2020年一場武漢肺炎,為整個演藝界帶來災難性的打擊,相對於鄰近的華人社會,香港比台灣和澳門的疫情更為嚴重。我們眼見台灣的金馬獎等大型活動可以舉行,而香港的書展及今明兩年的香港電影金像獎頒獎典禮則取消了。
場地話閂門就閂門,風車草劇團的《新聞小花的告白 2》突遭腰斬,立刻加開特別場次救亡,這是民間的自救出路。
今年我們看到劇場活動,在電影院中舉行(劇團「劇場空間」的舞台劇演出《隱身的X》,在K11 Art Hosue的放映室演出),也看到進念二十面體的《魅》,身在香港的張艾嘉一邊說書,身在台灣的嚴俊傑一邊彈鋼琴,由於串流技術令兩地同步演出不再是天方夜譚。

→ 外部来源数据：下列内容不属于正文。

PR #4902, opened 2026-01-17
ArrayND: Specialize operator()(idx...) and ptr(idx...) for N <= 3

WeiqunZhang:


WeiqunZhang:
@AlexanderSinn I think Array2 and Array3 in Hipace are similar to amrex::ArrayND<T,2,false>, amrex::ArrayND<T,3,true>, respectively. Is that right? I made some changes to operator(idx...) and ptr(idx...). I wonder if this has better performance than the previous version for you. Could you please test it?

AlexanderSinn:
Yes they are simular. However Array2/3 in hipace use a global offset that is computed in the constructor of the array instead of subtracting begin from each component.

Array2/3 from arraynd_23:
```
TinyProfiler total time across processes [min...avg...max]: 10.16 ... 10.16 ... 10.16
```
Array2/3 from AMReX dev:
```
TinyProfiler total time across processes [min...avg...max]: 10.16 ... 10.16 ... 10.16
```
Array2/3 from HiPACE++:
```
TinyProfiler total time across processes [min...avg...max]: 10.11 ... 10.11 ... 10.11
```

WeiqunZhang:
Thanks for the information! It does not seem necessary to specialize for N <= 3.

PR #4903, opened 2026-01-17
MakeNewGrids: param to set number of grid iterations

BenWibking:
## Summary
This adds the ability to set the number of grid iterations in `MakeNewGrids`. The default is 4, which was the previous hard-coded value.

## Additional background
For some problems, this is required for correct grid generation. This typically is only needed with deeply nested AMR hierarchies (8+ levels).
See https://github.com/BenWibking/amrex-gridgen-test for a reproducer of the original issue.

## Checklist

The proposed changes:


WeiqunZhang:
The approach in this PR may not be necessary. Could we simply change that hardwired 4 to a parameter that has a default value of 4. I think for location based tagging, it's sufficient to have the iteration number set to max_level. During each iteration a fine level can grow to its coarse level's domain. So with max_level iterations, it should be sufficient (again assuming tagging is location based and it does not change during the iteration).

BenWibking:
@WeiqunZhang Ok, I've changed the PR to just add a runtime parameter for the max number of iterations. We can set this equal to `amr.max_level` by default in our code.

WeiqunZhang (approved):

Issue #122, opened 2025-07-01
Do not implement LocalUriProvider trait


sophokles73:
The Zenoh transport currently also implements the `up_rust::LocalUriProvider` trait and requires client code to pass a full UUri into the builder when creating a transport.
However, the transport itself only ever needs to know about the authority that it is running on (for cases where a UUri in a UMessage being sent does not contain an authority name). The other information is only needed to implement the RPC related functions of `LocalUriProvider`. Passing in this information seems redundant and also creates the impression that the transport instance would be specific to a particular uEntity using it (identified by the entity ID in the UUri), which it is not. There is no problem at all with sharing the same transport instance across multiple RpcServer and/or RpcClient instances.

With `up_rust::StaticUriProvider` we already have a generic implementation available, which can be used with the Communication Layer components like `up_rust::InMemoryRpcClient` and `up_rust::InMemoryRpcServer` where the entity ID, version and resource ID are relevant.

I therefore suggest to no longer let `UPTransportZenoh` implement `up_rust::LocalUriProvider` but instead simply require the local authority name to be passed into the builder.

evshary:
I don't have a strong opinion on this. If the upper layer provides a way to manage the Uri, then we don't need to do so in the transport layer.

In the original design, if we can determine the `key_expr` (including Uri information) beforehand, we can create a Zenoh publisher to avoid reusing `key_expr` every time, which can improve performance. Now that we generate the `key_expr` for every UMessage, it's okay to remove `LocalUriProvider` trait.

evshary:
Close via #123

PR #123, opened 2025-07-03
Do not implement LocalUriProvider

sophokles73:
UPZenohTransport has been changed to no longer implement the
LocalUriProvider trait. This seems reasonable to allow for the
same transport instance to be used by multiple service implementations
having different entity types.

Addresses #122


examples/l2_rpc_client.rs
```diff
@@ -33,47 +34,48 @@ async fn main() -> Result<(), Box<dyn std::error::Error>> {
     // initiate logging
     UPTransportZenoh::try_init_log_from_env();
 
-    println!("uProtocol RPC client example");
-    let zenoh_transport = UPTransportZenoh::builder("//rpc_client/1/1/0")
-        .expect("invalid URI")
+    info!("uProtocol RPC client example");
```
evshary, line 37: I think it's fine to use `println!` in the example. We want to show the messages to users.

tests/ustreamer.rs
evshary, line 1: I guess you want to leave the responsibility of the test to uStreamer itself. I would like to know @PLeVasseur opinion on this.

tests/blocking_callback.rs
```diff
@@ -10,36 +10,32 @@
...
+        if let Some(mut pl) = msg.payload {
+            if !pl.is_empty() {
+                let delay_millis = pl.get_u32();
+                if delay_millis > 0 {
+                    sleep(Duration::from_millis(u64::from(delay_millis))).await;
+                }
+            }
         }
-        *self.recv_data.lock().unwrap() = value;
+        let _ = self.0.send(msg_id).await;
```
evshary, line 38: I guess it's fine to panic if unable to send the messages

evshary (commented):
Overall LGTM, but would like to know why you removed some tests. Do you think it's not `up-transport`'s responsibility to do those tests?

examples/l2_rpc_client.rs
sophokles73: Yeah, you're probably right. I'll change that back in the examples.

tests/ustreamer.rs
sophokles73: There is nothing specific to test for uStreamer, or am I mistaken? If the transport implements the L1 spec, then it will work in the streamer use case, right?

evshary: Well, this was added when @PLeVasseur was developing uStreamer. We can remove it if he doesn't mind.

evshary (approved):
I will merge it, but we can add the test back if necessary.

PR #125, opened 2025-07-08
Disable OFT CI in the release flow for the time being.

evshary:
We want to release v0.7.0 before the OFT update, so we need to bypass the check for the time being.
https://github.com/eclipse-uprotocol/up-transport-zenoh-rust/actions/runs/16136514409


evshary:
Close because it's replaced by #126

今年又是貝多芬(1770—1827)誕生250 週年,古典音樂界策劃了許多不同的節目,但大部分都未能成事,香港管弦樂團的樂手染疫,更是屋漏兼逢夜雨。
十一月,香港小交響樂團帶來一場難得的音樂會,到了十二月頭,在戲院第三度關門前的最後一夜,我在電影院看到音樂會電影《Back On Stage II (Quarantined!)》。這是繼第一部《Back On Stage》之後的第二集,而且是Full Orchestra的演出。
這些音樂會電影都是由於場地長期關門,而探索的新出路、新形態,《Back On Stage II (Quarantined!)》是9月26日在香港大會堂音樂廳的現場錄影,香港小交首席客席指揮柏鵬(Christoph Poppen)與鋼琴家克里奇(Alexander Krichel)都從德國來香港,隔離了十四天才進行錄影演出,實在誠意十足。
《Back On Stage II (Quarantined!)》用了紀錄短片作為引子,交待了背景,頗富巧思,畢竟這是相當特殊的經驗,值得紀錄。至於音樂會本身就由4K錄影拍攝,畫質相當可觀。
音樂會由俄國作曲家拉赫曼尼諾夫(Sergei Rachmaninoff)的名作《帕格尼尼主題狂想曲》開始,這是拉赫曼尼諾夫炫技之作,也是他後期的作品。由於帕格尼尼主題狂想曲風格浪漫,經常用於電影,尤其是蕩氣迴腸的第18個變奏。如今我們在電影院細聽,眼前沒有電影劇情,而是一場音樂會電影。演出中,柏鵬、小交與克里奇相當合拍,鋼琴聲比較突出,一些殘響也鉅細靡遺,鏡頭變化多端而精準,相信不是古典音樂會常客,也會被作品吸引。
我不是技術至上的信奉者,拉赫曼尼諾夫以及他的友人莫伊賽維奇(Benno Moiseiwitsch)的早期錄音還是有極高歷史價值,值得一聽再聽,但技術確實幫助我們從多角度了解與欣賞音樂。
相對而言,《Back On Stage II (Quarantined!)》中,貝多芬的 《F大調第八交響曲》(Op.93)比較平凡,柏鵬也在演出前重提當年的一段對話。話說貝多芬的學生切爾尼(Carl Czerny)問起,第八交響曲為什麼不如第七受歡迎時,貝多芬回答說:「因為第八交響曲好得多了。」
單看貝多芬的第八交響曲,音樂本身富戲劇性,但柏鵬的演繹還是一貫的樸實無華,往往與上半場的協奏曲形成對照,這次也不例外。第八交響曲第四樂章已見第九交響曲的元素,就好像為明年小交計劃的第九交響曲,留下引子。
音樂會結尾的特別演出,是柏鵬與克里奇合奏的貝多芬《 F大調第五鋼琴及小提琴奏鳴曲》(Op.24),這首「春天奏鳴曲」是人人耳熟能詳的名作,就像是整個音樂會電影的Bonus Track,而且與第八交響曲都是開朗的F大調作品。(拍攝上,我覺得第二樂章末鏡頭突然拉後的「間離效果」似乎是干擾,沒有必要。)
克里奇encore的貝多芬《暴風雨奏鳴曲》(Piano Sonata No. 17,Op. 31, No. 2)第三樂章(D小調)、第八交響曲加上春天奏鳴曲,《Back On Stage II (Quarantined!)》為我們帶來格尼尼主題狂想曲與紀念貝多芬誕生250 週年的音樂節目,製作精良,期待場地與戲院盡快重開。